TDPs are important components of the TME, playing key roles in tumor progression. Recently, TDPs were found to regulate T cell function in the TME; e.g., glioma TDPs inhibited T cell proliferation by releasing prostaglandin E2, serum human leukocyte antigen G, hepatocyte growth factor, and TGF-β and were negatively associated with T cell infiltration [33]. Elsewhere, glioblastoma (GBM) TDPs strongly secreted anti-inflammatory cytokines and immunosuppressive molecules and have reduced co-stimulator expression, suppressing CD4+ T cell responses and IL-2 production in vitro [34]; additionally, GBM TDPs upregulated chaperone-mediated autophagy to enhance the expression of TGF-β and IL-10, which inhibit T cell function [35]. TDPs are, thus, an attractive target for immunotherapy [36].

TDPs are heterogeneous and may comprise functionally distinct subtypes. For precise targeting, it is important to identify specific markers of tumor-promoting TDPs. Regulator of G-protein signaling 5 (RGS5) inhibits TDPs maturation, and its knockout results in enhancing CTL infiltration and extending the survival of tumor-bearing mice [37]. Additionally, TDPs negatively influence CD4+ T cell activation and proliferation in an RGS5- and IL-6-dependent manner [25]. Other markers for tumor-promoting TDPs are still needed.

EN is expressed as a transmembrane glycoprotein specifically in CAFs and TDPs and is an immunotherapy target [38]. However, its function in TDPs requires elucidation.
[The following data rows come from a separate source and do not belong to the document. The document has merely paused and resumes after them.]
PR #1429, opened 2026-06-13
Capture bus constraints from FINAL_VALIDATE_SCHEMA into the catalog

### LINKED ISSUE #1425: Adding an I2C component with a frequency constraint (ags10) yields an invalid bus frequency
### What happened?

Adding a component that constrains its I²C bus frequency (e.g. `ags10`) reuses the existing `i2c:` bus but never sets a compatible `frequency:`, so the generated config fails ESPHome's final validation.

Repro:
1. Config with a plain `i2c:` bus (no `frequency:`, so it defaults above 15kHz).
2. Add component → sensor → AGS10 → Add.
3. Editor squiggle on `i2c:`: `Component ags10 cannot be used with a frequency of over 15khz for the I2C bus.`

The add itself produces structurally valid YAML (`sensor: - platform: ags10\n  i2c_id: i2c_1\n  tvoc:\n    name: TVOC`); the incompatibility only surfaces at compile-time, because the dashboard has no awareness of the bus-frequency constraint.

### Root cause

`ags10` (and other slow I²C devices) declare the limit via a final-validation against the bus, not a regular schema field:

```python
# esphome/components/ags10/sensor.py
FINAL_VALIDATE_SCHEMA = i2c.final_validate_device_schema("ags10", max_frequency="15khz")
```

`i2c.final_validate_device_schema` (esphome/components/i2c/__init__.py:297) injects a `cv.Required(frequency)` Range onto the *hub* schema. The component catalog is built from the per-component schema and doesn't carry these cross-component (device → bus) constraints, so neither the add-component dependency flow nor the form knows the existing bus needs `frequency: 15kHz`.

### Possible directions

- Sync-script: introspect `FINAL_VALIDATE_SCHEMA` to capture min/max bus frequency (and timeout) constraints into the catalog entry.
- Add-component flow: when the chosen component constrains a bus it's attaching to, either set a compatible `frequency:` on the bus or warn the user before Add.

Separate from the `ags10` prefill fix (esphome/device-builder-frontend#805), which is what surfaced this while testing.

### Dashboard version

dev (main)

bdraco:

Components can constrain the bus they attach to via ESPHome's final_validate_device_schema; ags10 caps i2c at 15kHz, 30 uart devices pin an exact baud rate, parity or stop bits, and spi/uart devices require specific pins. The catalog carried none of this, so a bus added through the dependency flow came up with an invalid default (the #1425 repro).

The sync script now reads the helper's literal kwargs from the component module's source with ast and emits them as a `bus_constraints` field on the catalog entry; 45 components gain it (regenerated from the same schema version, 2026.5.3). The frontend dep-add prefill that consumes the field lands separately.

- fixes #1425 (backend half)

## Types of changes

## Frontend coordination

- [x] Companion frontend PR: esphome/device-builder-frontend#807

## Checklist


esphbot (approved):
No blocking issues found.

esphbot (approved):
No blocking issues found.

It might be required for TDP maturation and tumor vascularization, as ENKO mice have more small vessels and less large vessels than WT mice [39]. Other tumor-promoting mechanisms of EN+ TDPs, such as through CTL infiltration, remain unknown.

Previously, we identified high EN expression in ccRCC which correlated with an immunosuppressive TME, such as increased Treg infiltration and immune checkpoints, and poor prognosis [40, 41]; however, the mechanism of this remained largely obscure. Here, we found that high EN expression correlated with low CTL infiltration in ccRCC tissues. In RCC-bearing mice, antibody blockade of EN promoted CTL infiltration and inhibited RCC growth. Analysis of both RNA-seq data of clinical ccRCC samples and scRNA-seq data of ccRCC revealed that ENhigh TDPs represented an activated state. We then showed that EN knockdown or antibody blockade inhibited pericyte proliferation, migration, and tube formation ability and promoted CTL infiltration through pericytes in vitro. Finally, we showed that combined treatment with anti-EN and anti-PD-1 antibodies inhibited RCC growth in vivo.

In conclusion, our study demonstrated that high EN expression was exhibited in ccRCC and was representative of activated TDPs, which may inhibit CTL infiltration and thereby promote ccRCC progression. EN may provide a target for ccRCC treatment, and combined treatment of anti-EN and anti-PD-1 antibodies may enhance ICB therapy effectiveness in ccRCC.